To put the finishing touches on their smoky eye look, Flappers – just like women today – turned to mascara. Also known as an “eyelash beautifier,” mascara during the 1920s looked slightly different than the tubes we are used to in the modern era. Instead, it was sold as either a liquid, paste, or in a solid block. Makeup manufacturers spent lots of money promoting this product during the 1920s, as is seen through various advertisements for mascara at the time.

How It Was Applied

A little brush was with flat bristles was used to apply the paste or liquid directly to the lash. When creating a dramatic, smoky eye look, mascara was applied to both the top and bottom lashes. In 1923, another product made having dramatic lashes even more achievable. The metal eyelash curler from a brand called Kurlash became a must-have item for women at the time. Its design is not much different from contemporary eyelash curlers sold today.

 

Eyebrows

 

Flappers were very particular about their eyebrows. Much like other popular makeup trends at the time, how women wore their eyebrows was heavily influenced by their favorite movie actresses. Long, arched, and incredibly thin eyebrows were all the rage, and many women started plucking theirs to achieve this desired look.

How It Was Applied

To create this “doe eyed” effect, women would heavily pluck their eyebrows using tweezers. Then, they would fill in the brow using an eye pencil or mascara so that they were more defined. Some women even went as far as shaving off their eyebrows completely so they could draw on the pencil-thin line they desired.

 

Nail Polish

 

Having polished nails was another trend that rose to popularity during the 1920s. While people colored their nails in many societies throughout time, the 1920s were when the first nail lacquers and liquid nail varnishes were invented and manufactured.
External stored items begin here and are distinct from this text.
PR #518, opened 2025-02-11
docs: update tutorial to use uv

### LINKED ISSUE #477: Update the tutorial to not use `conda` (switch to `uv`?)
Notably when working on 
- #464 

I _did not_ change `tutorial.md`. I took a look and realised that I needed to test any `uv` instructions on a Windows computer (since, presumably many of our users will be Windows). An advantage of Anaconda is that you get a terminal with it.

Saransh-cpp:
Removed conda and introduced uv for everything.
Reviewed the tutorial on a Windows machine.

Closes #477


tutorial.md
```diff
@@ -9,49 +9,30 @@ In this tutorial we will go through in detail the steps required to set-up a Pyt
 
 <details><summary>Click to expand... </summary> <!-- markdownlint-disable-line MD033 -->
 
-To use the template you will need to have at least the following software tools installed,
+To start using the template you will need at least the following software tools installed:
```
Saransh-cpp:
```suggestion
To use the template you will need at least the following software tools installed
```

tutorial.md
```diff
@@ -9,49 +9,30 @@ In this tutorial we will go through in detail the steps required to set-up a Pyt
...
+- [Git](https://git-scm.com/book/en/v2/Getting-Started-Installing-Git)
+- [uv](https://docs.astral.sh/uv/getting-started/installation/)
 
-and ideally also,
+Additionally, [the GitHub command line interface (CLI)](https://cli.github.com/), [pre-commit](https://pre-commit.com/), and [tox](https://tox.wiki) are required to complete some of the follow on steps for using the package generated with the template, so while they are not strictly needed, you will get more out of the tutorial if you have them installed. For the follow on exercises you will also need an [account set up on GitHub](https://github.com/join) if you don't already have one.
 
-- [the GitHub command line interface (CLI)](https://cli.github.com/),
-- [pre-commit](https://pre-commit.com/),
-- [tox](https://tox.wiki).
+An easy way to install the software you need is by using `uv`, which can create a dedicated environment with the necessary packages installed using the step by step instructions below:
```
Saransh-cpp:
```suggestion
An easy way to install the software you need is by using `uv`, which can create a dedicated environment with the necessary packages installed using the step by step instructions below
```

tutorial.md
```diff
@@ -9,49 +9,30 @@ In this tutorial we will go through in detail the steps required to set-up a Pyt
...
-
-1. Download and install [Miniconda](https://docs.anaconda.com/free/miniconda/) following the operating system specific instructions at either
-
-   - <https://docs.anaconda.com/free/miniconda/miniconda-install> for a graphical installer
-   - or <https://docs.anaconda.com/free/miniconda/#quick-command-line-install> for installation via the command line.
-
-   If you already have Miniconda (or Anaconda) installed you can skip this step.
-
-2. Once Miniconda is installed, you need to open a terminal window:
+1. Open a terminal window:
```
Saransh-cpp:
```suggestion
1. Open a terminal window
```

tutorial.md
```diff
@@ -9,49 +9,30 @@ In this tutorial we will go through in detail the steps required to set-up a Pyt
...
 
-   - On Windows: open the Start menu from the taskbar, type `miniconda` in the search field, then click `Anaconda Prompt (miniconda3)` from the results (or `Anaconda Prompt (anaconda3)` if using a previous Anaconda installation).
+   - On Windows: open the Start menu from the taskbar, type `cmd` in the search field, then click [command prompt](https://en.wikipedia.org/wiki/Command-line_interface#Command_prompt) from the results.
    - On MacOS: click the Launchpad icon in the Dock, type `Terminal` in the search field, then click `Terminal` from the results.
    - On Linux: open the default terminal application installed in your distribution.
 
-3. Once you have a terminal window open you should see text `(base)` as part of your [command prompt](https://en.wikipedia.org/wiki/Command-line_interface#Command_prompt) if Minconda has been installed and set up correctly, indicating you currently have the default `base` environment active. If this is the case you should run
+2. In the opened terminal window, use:
```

In 1922, a brand called Cutex sold a line of both liquid and powder nail polishes. Other companies soon followed their lead and the nail polish industry as we know it was created.

How It Was Applied

The most popular nail colors during the 1920s were shades of pink, rose, and red. The “half-moon manicure” was the manicure of choice for fashionable women during the Jazz Age. To create this look, they painted the middle part of their nails but left the tips white. Sometimes, they would even apply a white pencil underneath their nails to brighten up the tip and create a more eye-catching contrast. This was no doubt a precursorto the popular “French manicure.”